*Exercise directions*. Print the listing below exactly as written.

━━━ Exercise materials

PR #2720, opened 2026-08-20
fix(gitea): parse PR and issue URLs by shape rather than fixed offset

jamesbraid:
## Description

`_parse_pr_url` and `_parse_issue_url` strip a leading `/api/v1` and then read the owner, repo and number from path positions 0, 1 and 3. That requires the `pulls`/`issues` marker to sit at index 2, and two common URL shapes do not satisfy it:

- **API URLs**, which is what the webhook path uses. `gitea_app.handle_comment_event` reads `pull_request.url` straight off the payload, and on Forgejo that field is the API URL: `/api/v1/repos/{owner}/{repo}/pulls/{n}`. Stripping `/api/v1` leaves `/repos/{owner}/{repo}/pulls/{n}`, where index 2 holds the repository name, so every call raises `The provided URL does not appear to be a Gitea PR URL`.
- **Instances served under a subpath** (`https://example.com/git/{owner}/{repo}/pulls/{n}`), where the prefix shifts every index. These fail in the web and API forms alike.

Under the `gitea_app` server the failure is invisible from the outside. `handle_gitea_webhooks` queues `handle_request` as a background task and returns `{}` before the parse runs, so the forge records a successful delivery — 2xx, green in the hook history — while no review is ever posted. The only trace is a traceback in the container log.

`_parse_issue_url` carries the same bug, so `/ask` on an issue fails the same way.

The fix locates the marker segment that directly precedes the number and reads the owner and repo back from there, rather than assuming a fixed offset. Three properties fall out of that:

- An occurrence whose successor is not a number is skipped, so a repository literally named `pulls` or `issues` resolves to the marker beside the number rather than to its own name.
- API sub-resources (`/pulls/7/reviews/12`, `/pulls/7/comments/3`) still resolve to their parent PR.
- A path holding more than one candidate is refused rather than resolved. Picking one would hand a wrong owner and repository straight to the API.

Both parsers share one helper. The existing error messages are byte-identical, including the distinction between "number is unusable" and "not a resource URL".

## Type of change

## Verification

```
$ PYTHONPATH=. python -m pytest tests/unittest/test_gitea_provider.py -q
46 passed in 0.75s

$ PYTHONPATH=. python -m pytest tests/unittest -q
1946 passed, 1 skipped, 1 xfailed in 20.83s
```

Against `main` with only the tests applied, 3 of the 10 new cases fail — the API form, the subpath form, and the issue API form. The rest pass either way, pinning the shapes that already worked.

The new parser was also compared against the old one over every generated 2-to-4 segment path combination (22,619 URLs) to confirm the change is additive: no URL that `main` parses successfully is parsed differently here.

`ruff check` and `flake8` on both touched files report exactly the same violations as `main` (9 pre-existing, none introduced).

One test-only follow-on: `TestGiteaProviderUserFacingLinks` (added in #2617) had a docstring stating that `_parse_pr_url` rejects the API form. That is no longer true, so the sentence is reworded to say what the payload actually carries — `html_url` is the user-facing page and `url` is the API form, which is what `gitea_app.py:92` reads as `api_url`. The tests themselves are unchanged and still pass.

### DIFF
--- a/pr_agent/git_providers/gitea_provider.py
+++ b/pr_agent/git_providers/gitea_provider.py
@@ -221,45 +221,55 @@ class GiteaProvider(GitProvider):
         except Exception as e:
             self.logger.error(f"Error getting diff content: {str(e)}")
 
+    # Locate the resource by shape rather than by a fixed offset. The same
+    # resource is addressed by several paths and only the tail is invariant:
+    #
+    #   /{owner}/{repo}/{marker}/{number}                  web
+    #   /api/v1/repos/{owner}/{repo}/{marker}/{number}     api
+    #   /{sub}/{owner}/{repo}/{marker}/{number}            instance under a subpath
+    #   /{owner}/{repo}/{marker}/{number}/files            a tab on the web view
+    #
+    # Fixed offsets cannot span those, which is why stripping a known prefix
+    # breaks whenever the prefix changes.
+    @staticmethod
+    def _parse_resource_url(url: str, marker: str, kind: str) -> Tuple[str, str, int]:
+        path_parts = [part for part in urlparse(url).path.split("/") if part]
+
+        # Accept a segment as the marker only when a number follows it and an
+        # owner and repository precede it. Skip an occurrence whose successor is
+        # not a number, so a repository named "pulls" or "issues" resolves to
+        # the marker beside the number rather than to its own name.
+        candidates = []
+        for i in range(2, len(path_parts) - 1):
+            if path_parts[i] != marker:
+                continue
+            try:
+                candidates.append((i, int(path_parts[i + 1])))
+            except ValueError:
+                continue
+
+        # Refuse to guess when a path holds more than one candidate. Picking one
+        # would silently resolve to a different owner and repository, and those
+        # values go straight into API requests.
+        if len(candidates) > 1:
+            raise ValueError(f"The provided URL contains more than one Gitea {kind} path")
+
+        if candidates:
+            i, number = candidates[0]
+            return path_parts[i - 2], path_parts[i - 1], number
+
+        # Separate "number is unusable" from "not a resource URL": the two have
+        # different causes and different fixes.
+        if any(part == marker and i >= 2 and i + 1 < len(path_parts)
+               for i, part in enumerate(path_parts)):
+            raise ValueError(f"Unable to convert {kind} number to integer")
+        raise ValueError(f"The provided URL does not appear to be a Gitea {kind} URL")
+
     def _parse_pr_url(self, pr_url: str) -> Tuple[str, str, int]:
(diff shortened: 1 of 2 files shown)


jamesbraid:
Thanks — all five addressed in `624d024`.

**Trailing marker overrides resource** — real, and worth catching. Confirmed against the branch before changing anything:

```
https://h/owner/repo/pulls/7/files/pulls/8  ->  ('7', 'files', 8)
```

(The reported tuple was `('files', 'pulls', 8)`; the actual one is `('7', 'files', 8)`. Same defect either way — a garbage owner and repo going straight into API requests.)

Taken the suggested route of refusing rather than guessing: candidates are collected, exactly one is required, and more than one raises `The provided URL contains more than one Gitea {kind} path`. Rejecting beats preferring the leftmost or rightmost occurrence — either would still be a silent guess about which owner and repository the caller meant.

No canonical URL yields two candidates, so nothing that worked before is now refused. Worth noting that real API sub-resources are not ambiguous, because their trailing number is not preceded by the marker — those keep resolving to the parent PR, and there is now a test for it:

```
/api/v1/repos/owner/repo/pulls/7/reviews/12  ->  ('owner', 'repo', 7)
/api/v1/repos/owner/repo/pulls/7/comments/3  ->  ('owner', 'repo', 7)
```

Regression coverage added for both the ambiguous path and the skipped non-numeric marker, for PR and issue URLs.

**Single quotes in the parser and the tests** — converted; every literal added by this PR is now double-quoted. Left the surrounding pre-existing single quotes alone to keep the diff reviewable.

**Narrative comments and test docstring** — reworded to imperative phrasing.

Suite is 46 passing in `test_gitea_provider.py` and 1946 across `tests/unittest`, with `ruff` reporting the same 9 pre-existing violations in the touched files as `main`.

jamesbraid:
**Misleading PR payload docstring** — correct, and my mistake. Trimming that sentence left it claiming Gitea sets `url` to the user-facing page, which contradicts the premise of this very PR. `gitea_app.py:92` reads `api_url = pr.get("url")`, so `url` is the API form and `html_url` is the browsable one. Reworded in `cde6dbd`:

```
``pr_url`` uses the user-facing form throughout, matching the payload's
``html_url``. The payload's ``url`` carries the API form, which the parser
also accepts.
```

The other five findings in the refreshed review quote the pre-`624d024` revision — `split('/')`, `for i in range(len(path_parts) - 2, 1, -1)`, `# Right to left, so a repository...`, and `"""URL parsing needs no client..."""`. None of those strings exist on the branch any more; they were all addressed in `624d024`. Happy to re-run if the review picks up the current head.

Still 1946 passing across `tests/unittest`.

jamesbraid:
Closing this to take a simpler approach.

━━━━━━

*Solution for this exercise*.
PR #2720, opened 2026-08-20
fix(gitea): parse PR and issue URLs by shape rather than fixed offset

jamesbraid:
## Description

`_parse_pr_url` and `_parse_issue_url` strip a leading `/api/v1` and then read the owner, repo and number from path positions 0, 1 and 3. That requires the `pulls`/`issues` marker to sit at index 2, and two common URL shapes do not satisfy it:

- **API URLs**, which is what the webhook path uses. `gitea_app.handle_comment_event` reads `pull_request.url` straight off the payload, and on Forgejo that field is the API URL: `/api/v1/repos/{owner}/{repo}/pulls/{n}`. Stripping `/api/v1` leaves `/repos/{owner}/{repo}/pulls/{n}`, where index 2 holds the repository name, so every call raises `The provided URL does not appear to be a Gitea PR URL`.
- **Instances served under a subpath** (`https://example.com/git/{owner}/{repo}/pulls/{n}`), where the prefix shifts every index. These fail in the web and API forms alike.

Under the `gitea_app` server the failure is invisible from the outside. `handle_gitea_webhooks` queues `handle_request` as a background task and returns `{}` before the parse runs, so the forge records a successful delivery — 2xx, green in the hook history — while no review is ever posted. The only trace is a traceback in the container log.

`_parse_issue_url` carries the same bug, so `/ask` on an issue fails the same way.

The fix locates the marker segment that directly precedes the number and reads the owner and repo back from there, rather than assuming a fixed offset. Three properties fall out of that:

- An occurrence whose successor is not a number is skipped, so a repository literally named `pulls` or `issues` resolves to the marker beside the number rather than to its own name.
- API sub-resources (`/pulls/7/reviews/12`, `/pulls/7/comments/3`) still resolve to their parent PR.
- A path holding more than one candidate is refused rather than resolved. Picking one would hand a wrong owner and repository straight to the API.

Both parsers share one helper. The existing error messages are byte-identical, including the distinction between "number is unusable" and "not a resource URL".

## Type of change

## Verification

```
$ PYTHONPATH=. python -m pytest tests/unittest/test_gitea_provider.py -q
46 passed in 0.75s

$ PYTHONPATH=. python -m pytest tests/unittest -q
1946 passed, 1 skipped, 1 xfailed in 20.83s
```

Against `main` with only the tests applied, 3 of the 10 new cases fail — the API form, the subpath form, and the issue API form. The rest pass either way, pinning the shapes that already worked.

The new parser was also compared against the old one over every generated 2-to-4 segment path combination (22,619 URLs) to confirm the change is additive: no URL that `main` parses successfully is parsed differently here.

`ruff check` and `flake8` on both touched files report exactly the same violations as `main` (9 pre-existing, none introduced).

One test-only follow-on: `TestGiteaProviderUserFacingLinks` (added in #2617) had a docstring stating that `_parse_pr_url` rejects the API form. That is no longer true, so the sentence is reworded to say what the payload actually carries — `html_url` is the user-facing page and `url` is the API form, which is what `gitea_app.py:92` reads as `api_url`. The tests themselves are unchanged and still pass.

### DIFF
--- a/pr_agent/git_providers/gitea_provider.py
+++ b/pr_agent/git_providers/gitea_provider.py
@@ -221,45 +221,55 @@ class GiteaProvider(GitProvider):
         except Exception as e:
             self.logger.error(f"Error getting diff content: {str(e)}")
 
+    # Locate the resource by shape rather than by a fixed offset. The same
+    # resource is addressed by several paths and only the tail is invariant:
+    #
+    #   /{owner}/{repo}/{marker}/{number}                  web
+    #   /api/v1/repos/{owner}/{repo}/{marker}/{number}     api
+    #   /{sub}/{owner}/{repo}/{marker}/{number}            instance under a subpath
+    #   /{owner}/{repo}/{marker}/{number}/files            a tab on the web view
+    #
+    # Fixed offsets cannot span those, which is why stripping a known prefix
+    # breaks whenever the prefix changes.
+    @staticmethod
+    def _parse_resource_url(url: str, marker: str, kind: str) -> Tuple[str, str, int]:
+        path_parts = [part for part in urlparse(url).path.split("/") if part]
+
+        # Accept a segment as the marker only when a number follows it and an
+        # owner and repository precede it. Skip an occurrence whose successor is
+        # not a number, so a repository named "pulls" or "issues" resolves to
+        # the marker beside the number rather than to its own name.
+        candidates = []
+        for i in range(2, len(path_parts) - 1):
+            if path_parts[i] != marker:
+                continue
+            try:
+                candidates.append((i, int(path_parts[i + 1])))
+            except ValueError:
+                continue
+
+        # Refuse to guess when a path holds more than one candidate. Picking one
+        # would silently resolve to a different owner and repository, and those
+        # values go straight into API requests.
+        if len(candidates) > 1:
+            raise ValueError(f"The provided URL contains more than one Gitea {kind} path")
+
+        if candidates:
+            i, number = candidates[0]
+            return path_parts[i - 2], path_parts[i - 1], number
+
+        # Separate "number is unusable" from "not a resource URL": the two have
+        # different causes and different fixes.
+        if any(part == marker and i >= 2 and i + 1 < len(path_parts)
+               for i, part in enumerate(path_parts)):
+            raise ValueError(f"Unable to convert {kind} number to integer")
+        raise ValueError(f"The provided URL does not appear to be a Gitea {kind} URL")
+
     def _parse_pr_url(self, pr_url: str) -> Tuple[str, str, int]:
(diff shortened: 1 of 2 files shown)


jamesbraid:
Thanks — all five addressed in `624d024`.

**Trailing marker overrides resource** — real, and worth catching. Confirmed against the branch before changing anything:

```
https://h/owner/repo/pulls/7/files/pulls/8  ->  ('7', 'files', 8)
```

(The reported tuple was `('files', 'pulls', 8)`; the actual one is `('7', 'files', 8)`. Same defect either way — a garbage owner and repo going straight into API requests.)

Taken the suggested route of refusing rather than guessing: candidates are collected, exactly one is required, and more than one raises `The provided URL contains more than one Gitea {kind} path`. Rejecting beats preferring the leftmost or rightmost occurrence — either would still be a silent guess about which owner and repository the caller meant.

No canonical URL yields two candidates, so nothing that worked before is now refused. Worth noting that real API sub-resources are not ambiguous, because their trailing number is not preceded by the marker — those keep resolving to the parent PR, and there is now a test for it:

```
/api/v1/repos/owner/repo/pulls/7/reviews/12  ->  ('owner', 'repo', 7)
/api/v1/repos/owner/repo/pulls/7/comments/3  ->  ('owner', 'repo', 7)
```

Regression coverage added for both the ambiguous path and the skipped non-numeric marker, for PR and issue URLs.

**Single quotes in the parser and the tests** — converted; every literal added by this PR is now double-quoted. Left the surrounding pre-existing single quotes alone to keep the diff reviewable.

**Narrative comments and test docstring** — reworded to imperative phrasing.

Suite is 46 passing in `test_gitea_provider.py` and 1946 across `tests/unittest`, with `ruff` reporting the same 9 pre-existing violations in the touched files as `main`.

jamesbraid:
**Misleading PR payload docstring** — correct, and my mistake. Trimming that sentence left it claiming Gitea sets `url` to the user-facing page, which contradicts the premise of this very PR. `gitea_app.py:92` reads `api_url = pr.get("url")`, so `url` is the API form and `html_url` is the browsable one. Reworded in `cde6dbd`:

```
``pr_url`` uses the user-facing form throughout, matching the payload's
``html_url``. The payload's ``url`` carries the API form, which the parser
also accepts.
```

The other five findings in the refreshed review quote the pre-`624d024` revision — `split('/')`, `for i in range(len(path_parts) - 2, 1, -1)`, `# Right to left, so a repository...`, and `"""URL parsing needs no client..."""`. None of those strings exist on the branch any more; they were all addressed in `624d024`. Happy to re-run if the review picks up the current head.

Still 1946 passing across `tests/unittest`.

jamesbraid:
Closing this to take a simpler approach.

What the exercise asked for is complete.